As additional time is required to prepare the information contained in the circular, a circular containing, among others, (i) details of the Extension Resolutions; (ii) letter from the Independent Board Committee to the Independent Shareholders containing its recommendations on the Extension Resolutions; and (iii) letter from the Independent Financial Adviser to the Independent Board Committee and the Independent Shareholders containing its advice on the Extension Resolutions, is expected to be despatched to Shareholders on or before 28 September 2021. The notice of the New EGM and the new H Shareholders’ Class Meeting will be despatched to the Shareholders in due course.

The completion of the Adjusted Non-public Issuance of A Shares, the Proposed TMICL Subscription and the Proposed Introduction of the Strategic Investor Subscription is subject to fulfilment of certain conditions. Therefore, the Adjusted Non-public Issuance of A Shares, the Proposed TMICL Subscription and the Proposed Introduction of the Strategic Investor Subscription may or may not proceed. Shareholders and potential investors of the Company are advised to exercise caution when dealing in the securities of the Company.

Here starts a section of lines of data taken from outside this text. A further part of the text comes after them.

Issue #290, opened 2023-02-19
KeyError: 'expiry' missing in `page.info.protection`


yzqzss:
If a protected page is without the 'expiry' key in its meta-info, mwclient will crash.

See also: https://github.com/mediawiki-client-tools/mediawiki-scraper/issues/131

---

info["protection"]: (normal protected page)
```
[OrderedDict([('type', 'edit'), ('level', 'sysop'), ('expiry', 'infinity')]), OrderedDict([('type', 'move'), ('level', 'sysop'), ('expiry', 'infinity')])]
```

info["protection"]: ([error page sample])
```
[OrderedDict([('type', 'edit'), ('level', 'sysop')]), OrderedDict([('type', 'move'), ('level', 'sysop')])]
```

>  Protected "System Recovery Status" ([Edit=Allow only administrators] (_indefinite_) [Move=Allow only administrators] (_indefinite_))

[error page sample]: https://www.linux-mips.org/wiki?title=System_Recovery_Status&oldid=66035

## How to reproduce:

```
session = requests.Session()
session.verify = False
requests.packages.urllib3.disable_warnings()
site = mwclient.Site("www.linux-mips.org", "/mediawiki/", "https", pool=session)
for page in site.allpages(namespace=0):
    pass
```

marcfrederick:
There's definitely something weird going on here. There's another protected page on that wiki, for which the `expiry` is present.

```
$ curl -sk 'https://www.linux-mips.org/mediawiki/api.php?generator=allpages&gapnamespace=0&gapfilterredir=all&gapdir=ascending&gapfilterlanglinks=all&gaplimit=500&prop=info%7Cimageinfo&inprop=protection&iiprop=timestamp%7Cuser%7Ccomment%7Curl%7Csize%7Csha1%7Cmetadata%7Carchivename&continue=&meta=userinfo&uiprop=blockinfo%7Chasmsg&action=query&format=json' | jq -c '.query.pages[].protection | select(length > 0)'
[{"type":"edit","level":"sysop","expiry":"infinity"},{"type":"move","level":"sysop","expiry":"infinity"}]
[{"type":"edit","level":"sysop"},{"type":"move","level":"sysop"}]
```

In my opinion, we should still try to handle this case gracefully (e.g. by falling back to `None` as done in #291) instead of throwing an exception. The current behavior makes instantiating such pages straight up impossible, which is very unexpected from the perspective of an end-user (who typically has no influence on the configuration of the wiki).

[...]

PR #291, opened 2023-02-19
Handle page protection having no expiry (#290)

AdamWill:
Issue #290 gives an example of a wiki with protected pages whose protection definitions have no 'expiry' key at all. This seems strange and, on a quick through the mediawiki code, difficult to achieve, but since there's a live site out there that does it, and mediawiki *does* seem to have at least some code to handle such cases (e.g. how the expiry shows as 'indefinite' in the page information), let's handle it too, by representing this as None.

### DIFF
--- a/mwclient/page.py
+++ b/mwclient/page.py
@@ -53,7 +53,7 @@ class Page(object):
         self.exists = 'missing' not in info
         self.length = info.get('length')
         self.protection = {
-            i['type']: (i['level'], i['expiry'])
+            i['type']: (i['level'], i.get('expiry'))
             for i in info.get('protection', ())
             if i
         }
--- a/test/test_page.py
+++ b/test/test_page.py
@@ -165,6 +165,12 @@ class TestPage(unittest.TestCase):
         assert page.can('edit') is True  # User has 'autoconfirmed'  right
         assert page.can('move') is True  # User has 'sysop' right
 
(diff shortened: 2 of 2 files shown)


AdamWill:
We kinda have, well, four choices here, I guess:

1. Represent no expiry as `None` (my initial approach here)
2. Represent no expiry as `""`
3. Represent no expiry as `"infinity"`
4. Raise an exception for no expiry (accidentally as we are at present, or explicitly)

1 and 2 give the mwclient user the information that expiry is not explicitly set, it's just a question of whether we want it to always be a string type, or use the more explicit `None`. 3 hides that information from the user but perhaps makes things a bit more convenient (one less potential value for a user to care about). 4 is the "no, this really SHOULD be set, your wiki is broken" option, I guess.

What does anyone else think about this? I'm not really sure which of 1, 2 or 3 would be best. It probably is better to handle this *somehow* rather than go with option 4, though, I guess.

marcfrederick:
I would favor your first approach (fallback to `None`) here, as it is the clearest representation of what was returned by the API. Thinking about types (should we ever decide to add them), using an `Optional[str]` instead of a `str` here, makes this error case obvious to users, who can then make a decision whether to handle it (or not).

marcfrederick (approved):

AdamWill:
OK, let's go with that.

By order of the Board Liu Yujun Chairman

Tianjin, the PRC 3 September 2021

As at the date of this announcement, the Board comprises three executive Directors: Mr. Liu Yujun, Ms. Wang Jing and Mr. Niu Bo; two non-executive Directors: Mr. Gu Wenhui and Mr. Si Xiaolong; and three independent nonexecutive Directors: Mr. Di Xiaofeng, Mr. Guo Yongqing and Mr. Wang Xiangfei.